On the stitching of analytical and numerical solutions of the problem on a virtual boundary with the dominance of flow geometry in a bounded domain

We are studying the following inverse PDE problem: to find geometric parameter of the domain of the time-dependent problem that match numerical one. Important feature is that discretization box of the interest contains source (fractures) generating transport in the porous media. From industrial point of view, we are building a machinery of the sewing the simulated pressure in the reservoir with analytical one. The goal is to obtain the value of the pressure function on the fracture (or near fracture) depending on the distance between multiple fractures (cf. [14]).
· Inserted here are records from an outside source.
PR #684, opened 2020-05-28
Area cloud fixes

Arktisfox:
Requires https://github.com/GeyserMC/mappings/pull/21

Note: although area clouds were already implemented, they're still a bit broken.
This PR fixes the particle ID causing a NotNull exception, as well as being the wrong type, but there's still a couple things that I haven't been able to fix.

- [x] Update and implement new mappings with numeric IDs
- [ ] Fix area effect clouds not spawning sometimes
- [ ] Fix area effect clouds rarely spawning with the correct particle type

I've been using a command block with the following command to test. It works fine on Java edition, but rarely is the particle type correct on BE.

`summon area_effect_cloud ~ ~1 ~ {Particle:"note", Radius:5}`

Also worth noting that the water splash particles that show up instead seem to be a fallback. Lingering potions work fine on BDS and these specify particle ID 31.


connector/src/main/java/org/geysermc/connector/entity/AreaEffectCloudEntity.java
```diff
@@ -29,12 +29,12 @@
 import com.github.steveice10.mc.protocol.data.game.world.particle.Particle;
 import com.nukkitx.math.vector.Vector3f;
 import com.nukkitx.protocol.bedrock.data.EntityData;
+import org.geysermc.connector.GeyserConnector;
 import org.geysermc.connector.entity.type.EntityType;
 import org.geysermc.connector.network.session.GeyserSession;
 import org.geysermc.connector.network.translators.effect.EffectRegistry;
 
 public class AreaEffectCloudEntity extends Entity {
-
```
rtm516, line 37: Add this back for a cleaner commit and file

DoctorMacc:
Took a stab at this locally. Seems like the particles now always spawn with the correct type, but that weird occasional spawn thing persists.

DoctorMacc:
Going to get this merged now; we'll try to fix the spotty area effect clouds later (this includes lingering potions not appearing).

DoctorMacc (approved):

PR #685, opened 2020-05-29
Small entity metadata fix, other player bow implementation

Arktisfox:
This moves metadata ID 7 to LivingEntity, it's proper place. It also sets the 'USING_ITEM' flag which animates other players bows.


connector/src/main/java/org/geysermc/connector/entity/LivingEntity.java
```diff
@@ -57,6 +59,16 @@ public LivingEntity(long entityId, long geyserId, EntityType entityType, Vector3
     @Override
     public void updateBedrockMetadata(EntityMetadata entityMetadata, GeyserSession session) {
         switch (entityMetadata.getId()) {
+            case 7: // blocking
+                byte xd = (byte) entityMetadata.getValue();
+
+                //blocking gets triggered when using a bow, but if we set USING_ITEM for all items, it may look like
+                //you're "mining" with ex. a shield. Bedrock ID 513 == shield.
+                boolean isUsingShield = (getHand().getId() == 513 ||
```
RednedEpic, line 67: This id (513) should be stored as a constant in `ItemRegistry`.

connector/src/main/java/org/geysermc/connector/entity/LivingEntity.java
```diff
@@ -57,6 +60,16 @@ public LivingEntity(long entityId, long geyserId, EntityType entityType, Vector3
     @Override
     public void updateBedrockMetadata(EntityMetadata entityMetadata, GeyserSession session) {
         switch (entityMetadata.getId()) {
+            case 7: // blocking
+                byte xd = (byte) entityMetadata.getValue();
+
+                //blocking gets triggered when using a bow, but if we set USING_ITEM for all items, it may look like
+                //you're "mining" with ex. a shield.
+                boolean isUsingShield = (getHand().getId() == ItemRegistry.SHIELD_BEDROCK ||
```
DoctorMacc, line 68: The reason I have not merged this yet is that I don't like the idea of having two static variables for the shield... I personally would prefer one static variable, and then translating that value if we have to. This is more than open to discussion.

Issue #565, opened 2020-05-15
Native teleport command doesn't work with coordinates


tlaundal:
**Describe the bug**
When teleporting a player with the "native" teleport command (`/minecraft:teleport`) with  a target and absolute coordinates, the bedrock client does not receive any chunks, and the player appears to float in the sky.

Example command: `/minecraft:teleport aplayername 10 65 10`

I have only tried to reproduce on standalone geyser.

**To Reproduce**
1. Setup a fresh vanilla minecraft server and standalone geyesr
2. Connect with a bedrock client
3. Find your coordinates and execute the teleport command, for example with location a few blocks above your head

**Expected behavior**
The client should be moved to the location specified in the command

**Server Version**

Vanilla minecraft server 1.15.2 and paper `git-Paper-245 (MC: 1.15.2) (Implementing API version 1.15.2-R0.1-SNAPSHOT)`

**Geyser Version**

Geyser standalone built from source: `Geyser version 1.0-SNAPSHOT (git-master-919af52)`

**Minecraft: Bedrock Edition Version**

Bedrock `1.14.60`

rtm516:
Using essentials tp works fine.
So if I use essentials TP to do `/tp 1230 100 934` I end up at `1230 100 934`
Then if I try `/minecraft:tp -1000 100 500` from there I end up at `231.0, 202.0, 1435.0`
We do get an unconfirmed teleport, which is most likely causing the bug.
```
Unconfirmed Teleport 5 Ignore movement (231.0, 202.0, 1435.0) expected TeleportCache(x=-999.5, y=100.0, z=500.5, teleportConfirmId=5)
```

Heath123:
> Using essentials tp works fine.
> So if I use essentials TP to do `/tp 1230 100 934` I end up at `1230 100 934`
> Then if I try `/minecraft:tp -1000 100 500` from there I end up at `231.0, 202.0, 1435.0`
> We do get an unconfirmed teleport, which is most likely causing the bug.
> 
> ```
> Unconfirmed Teleport 5 Ignore movement (231.0, 202.0, 1435.0) expected TeleportCache(x=-999.5, y=100.0, z=500.5, teleportConfirmId=5)
> ```
> 
>  
> Edit: (Most likely a separate issue)
> Looks like an issue with TP cache as using a relative TP `/minecraft:tp ~ ~10 ~` causes the cache to think the target coords are `0 10 0`

[...]

PR #688, opened 2020-05-29
Fix relative teleports

Heath123:
Fixes https://github.com/GeyserMC/Geyser/issues/565

### DIFF
--- a/connector/src/main/java/org/geysermc/connector/network/translators/java/entity/player/JavaPlayerPositionRotationTranslator.java
+++ b/connector/src/main/java/org/geysermc/connector/network/translators/java/entity/player/JavaPlayerPositionRotationTranslator.java
@@ -96,43 +96,18 @@ public class JavaPlayerPositionRotationTranslator extends PacketTranslator<Serve
 
         session.setSpawned(true);
 
-        double newX;
-        double newY;
-        double newZ;
-
-        double newPitch;
-        double newYaw;
-
         // If coordinates are relative, then add to the existing coordinate
-        if (packet.getRelative().contains(PositionElement.X)) {
-            newX = entity.getPosition().getX() + packet.getX();
-        } else {
-            newX = packet.getX();
-        }
+        double newX = packet.getX() +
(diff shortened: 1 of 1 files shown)


connector/src/main/java/org/geysermc/connector/network/translators/java/entity/player/JavaPlayerPositionRotationTranslator.java
```diff
@@ -95,20 +96,59 @@ public void translate(ServerPlayerPositionRotationPacket packet, GeyserSession s
...
-            entity.moveRelative(session, packet.getX(), packet.getY() + EntityType.PLAYER.getOffset() + 0.1f, packet.getZ(), packet.getYaw(), packet.getPitch(), true);
+        double newX;
+        double newY;
+        double newZ;
+
+        double newPitch;
+        double newYaw;
+
+        // If coordinates are relative, then add to the existing coordinate
+        if (packet.getRelative().contains(PositionElement.X)) {
```
DoctorMacc, line 107: I can't see a way where we don't need all these if statements, but it would probably look cleaner if you did:

`double newX = packet.getX + (packet.getRelative().contains(PositionElement.X) ? entity.getPosition.getX() : 0);`

Heath123: I'll do that

Heath123:
> Looks good code-wise, just needs testing.

I've tested it with different combinations

> Looks good code-wise, just needs testing.

I've tested with different combinations of relative and absolute coordinates, setting pitch and yaw, and both vanilla and Essentials /tp. I've found a few issues but I think these are caused by the ignoring move packets part and I think they happen in current Geyser too (I'm going to test now and my move fix PR should solve that)

Heath123:
Yes, all issues with teleportation that I could fine are also in current standalone, so this only solves issues, and my move fix PR should solve those, so I'm pretty sure that this is ready to merge. Feel free to do more if you want but I think I've covered everything.

DoctorMacc:
I'll trust that everything is covered, then.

For that, we generalize Einstein's probabilistic method (see [5]) for the Brownian motion to study the fluids transport in porous media. We generalize Einstein's paradigm to relate the average changes in the fluid density with the velocity of fluid and derive an anisotropic diffusion equation in nondivergence form that contains a convection term. This is then combined with the Darcy and the constitutive laws for compressible fluid flows to yield a nonlinear partial differential equations for the density function. Bernstein's transformation is used to reduce the original nonlinear problem to the linear one. The method which we employ allow us to use a steady state analytical solution to interpret the result of numerical time-dependent pressure function on the fracture which takes into account 1-D geometry of the flow towards “long” fracture.